WHAT THE TASK ASKS » Find every line of the data below that has "been" in it. Reply with the number only.
━━━ SOURCE DATA
PR #1075, opened 2022-08-11
Adding GCP Chronicle UDI Connector

lakshmi51974368:
Adding GCP Chronicle UDI Connector


stix_shifter_modules/gcp_chronicle/configuration/lang_en.json
```diff
@@ -0,0 +1,24 @@
...
+        "host": {
+            "label": "Management IP address or Hostname",
+            "description": "Specify the IP address or  hostname of the data source so that IBM Cloud Pak for Security can communicate with it"
+        },
+        "help": {
+            "label": "Need additional help?",
+            "description": "More details on the data source setting can be found in the specified link"
+        },
+         "selfSignedCert": {
+                "label": "Private Key - Mandatory Field",
```
mdazam1942, line 12: Private Key (Required)

stix_shifter_modules/gcp_chronicle/stix_translation/query_constructor.py
```diff
@@ -0,0 +1,579 @@
...
+
+    @staticmethod
+    def load_json(rel_path_of_file):
+        """
+        Consumes a json file and returns a dictionary
+        :param rel_path_of_file: str
+        :return: dict
+        """
+
+        _json_path = path.dirname(path.realpath(__file__)) + "/" + rel_path_of_file
```
mdazam1942, line 51: read from absolute path.

stix_shifter_modules/gcp_chronicle/configuration/lang_en.json
lakshmi51974368: Updated the label in lang_en.json as suggested

stix_shifter_modules/gcp_chronicle/stix_translation/query_constructor.py
lakshmi51974368: Updated realpath to abspath as suggested.

stix_shifter_modules/gcp_chronicle/stix_transmission/ping_connector.py
```diff
@@ -0,0 +1,59 @@
...
+            ErrorResponder.fill_error(return_obj, response_dict, ['message'], connector=self.connector)
+
+        except Exception as ex:
+            if "timed out" in str(ex):
+                response_dict['code'] = 120
+                response_dict['message'] = str(ex)
+            else:
+                response_dict['message'] = ex
+            self.logger.error('error when getting search results: %s', ex)
+            ErrorResponder.fill_error(return_obj, response_dict, ['message'], connector=self.connector)
```
mdazam1942, line 57: invalid private key returns unknown error code.  assign it to a proper error code
```
{
    "success": false,
    "connector": "gcp_chronicle",
    "error": "gcp_chronicle connector error => ('Could not deserialize key data. The data may be in an incorrect format, it may be encrypted with an unsupported algorithm, or it may be an unsupported key type (e.g. EC curves with explicit parameters).', [_OpenSSLErrorWithText(code=503841036, lib=60, reason=524556, reason_text=b'error:1E08010C:DECODER routines::unsupported')])",
    "code": "unknown"
}
```

mdazam1942 (changes requested):

stix_shifter_modules/gcp_chronicle/configuration/lang_en.json
```diff
@@ -0,0 +1,24 @@
...
+            "label": "Management IP address or Hostname",
+            "description": "Specify the IP address or  hostname of the data source so that IBM Cloud Pak for Security can communicate with it"
+        },
+        "help": {
+            "label": "Need additional help?",
+            "description": "More details on the data source setting can be found in the specified link"
+        },
+         "selfSignedCert": {
+                "label": "Private Key (Required)",
+                "description": "Private Key which is mandatory field used in authentication to make API calls"
```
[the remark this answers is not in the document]
mdazam1942: please update the description to above comment

stix_shifter_modules/gcp_chronicle/stix_translation/transformers.py
```diff
@@ -0,0 +1,71 @@
...
+
+    @staticmethod
+    def transform(obj):
+        pattern = re.compile(
+            r"^([a-zA-Z][a-zA-Z0-9+.-]*):(?:\/\/((?:(?=((?:[a-zA-Z0-9-._~!$&'()*+,;=:]|%[0-9a-fA-F]{2})*))(\3)@)?(?=("
+            r"(?:\[?(?:::[a-fA-F0-9]+(?::[a-fA-F0-9]+)?|(?:[a-fA-F0-9]+:)+(?::[a-fA-F0-9]+)+|(?:[a-fA-F0-9]+:)+(?::|("
+            r"?:[a-fA-F0-9]+:?)*))\]?)|(?:[a-zA-Z0-9-._~!$&'()*+,;=]|%[0-9a-fA-F]{2})*))\5(?::(?=(\d*))\6)?)(\/(?=(("
+            r"?:[a-zA-Z0-9-._~!$&'()*+,;=:@\/]|%[0-9a-fA-F]{2})*))\8)?|(\/?(?!\/)(?=((?:[a-zA-Z0-9-._~!$&'()*+,"
+            r";=:@\/]|%[0-9a-fA-F]{2})*))\10)?)(?:\?(?=((?:[a-zA-Z0-9-._~!$&'()*+,;=:@\/?]|%[0-9a-fA-F]{2})*))\11)?("
+            r"?:#(?=((?:[a-zA-Z0-9-._~!$&'()*+,;=:@\/?]|%[0-9a-fA-F]{2})*))\12)?$")
```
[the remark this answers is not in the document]
mdazam1942: as discussed this regex can be used instead of url parse

stix_shifter_modules/gcp_chronicle/configuration/lang_en.json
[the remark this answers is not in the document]
lakshmi51974368: Updated the description as per the above comment

stix_shifter_modules/gcp_chronicle/stix_transmission/api_client.py
```diff
@@ -0,0 +1,160 @@
...
+
+
+class APIClient:
+    QUERY_ENDPOINT = 'v2/detect/rules'
+    QUERY_SCOPES = ['https://www.googleapis.com/auth/chronicle-backstory']
+    URI = "https://oauth2.googleapis.com/token"
+
+    def __init__(self, connection, configuration):
+        self.auth = configuration.get('auth')
+        self.auth['private_key'] = connection.get('selfSignedCert').replace('\\n', '\n')
```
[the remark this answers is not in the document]
lakshmi51974368: The original private_key comes with \n. It can be either in single line with \n or it can come with newline also. In order to handle private_key with or without \n, this replace statement is required.

stix_shifter_modules/gcp_chronicle/stix_translation/query_constructor.py
```diff
@@ -0,0 +1,579 @@
...
+    @staticmethod
+    def _parse_time_range(qualifier, time_range):
+        """
+        Converts qualifier to timestamp format
+        :param qualifier: str
+        :param time_range: int
+        return: list of formatted timestamps
+        """
+        try:
+            compile_timestamp_regex = re.compile(START_STOP_PATTERN)
```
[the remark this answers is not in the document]
lakshmi51974368: Changes has been done to handle the qualifier without milliseconds as well.

stix_shifter_modules/gcp_chronicle/stix_transmission/ping_connector.py
lakshmi51974368: Updated code to handle the invalid private key with proper error code.

stix_shifter_modules/gcp_chronicle/stix_transmission/results_connector.py
```diff
@@ -0,0 +1,374 @@
...
+        :param offset: str, offset value
+        :param length: str, length value
+        :return: dict
+        """
+        return_obj = {}
+        response_dict = {}
+        result = []
+        next_page_token = '0'
+        result_count = 0
+        page_size = self.api_client.result_limit
```
mdazam1942, line 32: why does the `page_size` set  to `result_limit`? shouldn't this be set to `length`?

stix_shifter_modules/gcp_chronicle/stix_transmission/results_connector.py
```diff
@@ -0,0 +1,374 @@
...
+        Fetching the results using search id, offset and length
+        :param search_id: str, search id generated in transmit query
+        :param offset: str, offset value
+        :param length: str, length value
+        :return: dict
+        """
+        return_obj = {}
+        response_dict = {}
+        result = []
+        next_page_token = '0'
```
mdazam1942, line 30: I see `next_page_token` is hardcoded and it never gets updated. why is it always `0`?

stix_shifter_modules/gcp_chronicle/stix_transmission/results_connector.py
```diff
@@ -0,0 +1,374 @@
...
+                response_dict['message'] = exp
+            self.logger.error('error when getting search results: %s', exp)
+            ErrorResponder.fill_error(return_obj, response_dict, ['message'], connector=self.connector)
+
+        finally:
+            if 'code' in response_dict:
+                if response_dict['code'] not in (1010, 1015):
+                    self.api_client.delete_search(search_id)
+            else:
+                self.api_client.delete_search(search_id)
```
mdazam1942, line 110: why are you deleting the search after every results call? I thought we decided to delete when the actual delete operation is called. 

Also, Results call returns error if the search is deleted. this happens when we run the results call again with the same search ID to retrieve the remaining results.

stix_shifter_modules/gcp_chronicle/stix_transmission/results_connector.py
lakshmi51974368: As discussed, updated the code to set the page_size with total of length and offset.

stix_shifter_modules/gcp_chronicle/stix_transmission/results_connector.py
lakshmi51974368: As discussed, updated the code to support with or without metadata in create_results_connection. IBM informed Metadata is not supported in isc-udi-connector 1.10.3.0. Once future versions supports metadata, the code should handle automatically.

stix_shifter_modules/gcp_chronicle/stix_transmission/results_connector.py
lakshmi51974368: Delete API call is added in order to avoid the overload of the chronicle database. Even if the users doesn't have permission to make the deletion API call, the code will return the results without exception.
The Deletion API call will be done only when all the required records are fetched or when next_page_token is not available(Detailed information has been sent in email).

stix_shifter_modules/gcp_chronicle/stix_transmission/results_connector.py
```diff
@@ -0,0 +1,374 @@
...
+                                                          connector=self.connector)
+                                return_obj = self.invalid_response(return_obj, response_dict,
+                                                                   next_response[0].status, response_text)
+                                break
+                        else:
+                            break
+                return_obj['success'] = True
+                if result:
+                    final_result = ResultsConnector.get_results_data(result)
+                    return_obj['data'] = final_result[int(offset):(int(offset) + int(length))] if final_result else []
```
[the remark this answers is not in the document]
lakshmi51974368: Updated code to have a new variable called total_records which is set based on offset and length.

stix_shifter_modules/gcp_chronicle/stix_transmission/api_client.py
```diff
@@ -149,7 +149,12 @@ def get_search_results(self, search_id, next_page_token, page_size):
 
         list_detection_endpoint = self.host + "/" + list_detection
 
-        return self.http_client.request(list_detection_endpoint, 'GET')
+        response = self.http_client.request(list_detection_endpoint, 'GET')
+
+        while response[0].status == 429:  # add sleep of 1 sec when resource exhaustion happens
+            time.sleep(1)
```
mdazam1942, line 155: are you sure sleeping 1 second resolve the resource exhaustion? I don't think you need to sleep if api returns 429. if resource is exhausted then just return whatever response you have got from the api.

stix_shifter_modules/gcp_chronicle/stix_transmission/results_connector.py
```diff
@@ -103,19 +139,25 @@ def create_results_connection(self, search_id, offset, length):
...
 
         finally:
-            if 'code' in response_dict:
-                if response_dict['code'] not in (1010, 1015):
-                    self.api_client.delete_search(search_id)
-            else:
-                self.api_client.delete_search(search_id)
+            try:
+                if not return_obj.get('data') or result_count >= self.api_client.result_limit or \
+                        response_dict.get('message') or not response_text.get('nextPageToken'):
```
mdazam1942, line 144: can you also put a debug log here about deleting the search?

lakshmi51974368: Updated the code with logger.debug when deletion is done in results_connector.py

stix_shifter_modules/gcp_chronicle/stix_transmission/results_connector.py
```diff
@@ -0,0 +1,418 @@
...
+        return events
+
+    @staticmethod
+    def validate_guardduty_event(events):
+        """
+        validate guardduty event
+        :param events: dict
+        :return: dict
+        """
+        # change the target location name to principal location name if resource role is target in AWS Guardduty
```
mdazam1942, line 364: this function is validating a very specific aws event. just wondering why is that? what if the product name is different? are you considering any other product type?

stix_shifter_modules/gcp_chronicle/stix_transmission/results_connector.py
```diff
@@ -0,0 +1,418 @@
...
+        """
+        formats the results data
+        :return dict
+        """
+        for noun in ('principal', 'src', 'target'):
+            if noun in events['event'].keys():
+                events = ResultsConnector.format_registry_result(events, noun)
+                events = ResultsConnector.format_software_result(events, noun)
+                events = ResultsConnector.format_user_account(events, noun)
+        events = ResultsConnector.validate_guardduty_event(events)
```
mdazam1942, line 213: why do you need to validate guardduty events? what happens if you don't?

stix_shifter_modules/gcp_chronicle/stix_translation/json/to_stix_map.json
```diff
@@ -0,0 +1,1702 @@
...
+          "key": "file.modified",
+          "object": "about_file"
+        },
+        "fileType": {
+          "key": "file.extensions.x-gcp-chronicle-file.file_type",
+          "object": "about_file"
+        }
+      }
+    },
+    "additional": {
```
mdazam1942, line 1679: are these fields only specific to aws events? is chronicle always receives logs from aws? these are very odd extension properties.

stix_shifter_modules/gcp_chronicle/stix_transmission/results_connector.py
lakshmi51974368: This function validates AWS Guardduty event.  During validation of multiple log sources for the asset location, we found that the value of the source location name  is mapped to the target location name in UDM schema for AWS Guardduty events if the resource_role field in AWS is target. Hence we have added this specific code for Guardduty.
In other product types, we did not find any changes.

stix_shifter_modules/gcp_chronicle/stix_transmission/results_connector.py
lakshmi51974368: If the guardduty event is not validated, it would provide incorrect source location results in the final stix output.

stix_shifter_modules/gcp_chronicle/stix_translation/json/to_stix_map.json
lakshmi51974368: These fields are specific to AWS.  The “additional” key which belongs to UDM schema, doesn’t have any standard fields . It may vary between log sources.  Since observed this additional information in AWS events which had extra information like detector id and image id, we have added this information in to_stix mapping alone. If additional information needs to be added in future other log sources also, it  can add here.

stix_shifter_modules/gcp_chronicle/stix_transmission/results_connector.py
mdazam1942: just wondering, why is this specific to guardduty events? have you checked any other types of AWS events/logs? I assume all aws events set the location in a similar way.

lakshmi51974368: We had few logs from following AWS services other than Guardduty : VPC, Elastic load balancer, Cloud trial logs. During the coding part, we had validated these services logs.
But in the above mentioned services logs, after parsing into UDM schema, we did not find location name details to handle the region information. Hence we added this condition for Guardduty alone in results connector. 

Since this condition may create discrepancy and ambiguity between AWS Guardduty and other AWS services which may be impacted by this location attribute, we are removing this condition.
Hence the Stix output from to_stix mapping would come without any modifications for all AWS logs following its UDM schema conversion as such.

mdazam1942: location is basically a part of default UDM schema. I see,  the default parser parses location information of any product/datasource into UDM schema. In that case, we have to handle other product logs not just aws. For example CrowdStrike has region.

stix_shifter_modules/gcp_chronicle/stix_translation/json/to_stix_map.json
mdazam1942: This is fine for now.  we may have think about handling "additional" properties of other datasets from a different product.

mdazam1942 (approved):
━━━━━━
RESPONSE BOX » 2